PR #12538, opened 2023-04-17
Update LatinDefaults for lang 'la'

diyclassics:
## Description
Building on the work of issue #11349, this PR makes the following changes:
- Adds noun chunking to syntax iterators (with test)
- Expands list of numeral/ordinal words
- Expands list of abbreviations in tokenizer exceptions
- Adds example sentences

### Types of change
Enhancement to lang defaults

## Checklist

NB: Noun chunking requires use of trained Latin pipeline with POS tagging and dependency parsing, like e.g. this pipeline which I am preparing to submit to the general spaCy trained pipeline offerings: https://huggingface.co/diyclassics/la_core_cltk_md)


spacy/lang/la/syntax_iterators.py
```diff
@@ -0,0 +1,85 @@
+# NB: Modified from da on suggestion from https://github.com/explosion/spaCy/issues/7457#issuecomment-800349751 [PJB]
+
+from typing import Union, Iterator, Tuple
+from ...tokens import Doc, Span
+from ...symbols import NOUN, PROPN, PRON, VERB, AUX
+from ...errors import Errors
+
+
+def noun_chunks(doclike: Union[Doc, Span]) -> Iterator[Tuple[int, int, int]]:
```
svlandeg, line 9:
```suggestion
from typing import Union, Iterator, Tuple
from ...tokens import Doc, Span
from ...symbols import NOUN, PROPN, PRON, VERB, AUX
from ...errors import Errors

# NB: Modified from da on suggestion from https://github.com/explosion/spaCy/issues/7457#issuecomment-800349751 [PJB]
def noun_chunks(doclike: Union[Doc, Span]) -> Iterator[Tuple[int, int, int]]:
```

spacy/lang/la/syntax_iterators.py
```diff
@@ -0,0 +1,85 @@
...
+    def is_verb_token(tok):
+        return tok.pos in [VERB, AUX]
+
+    def get_left_bound(doc, root):
```
svlandeg, line 13: It looks like the var 'doc' isn't actually used here (nor in the `da` implementation)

* [Task]:
Note each line of the entries that has "issues" in it, and copy those lines.

* [Answer box]:
+# NB: Modified from da on suggestion from https://github.com/explosion/spaCy/issues/7457#issuecomment-800349751 [PJB]
# NB: Modified from da on suggestion from https://github.com/explosion/spaCy/issues/7457#issuecomment-800349751 [PJB]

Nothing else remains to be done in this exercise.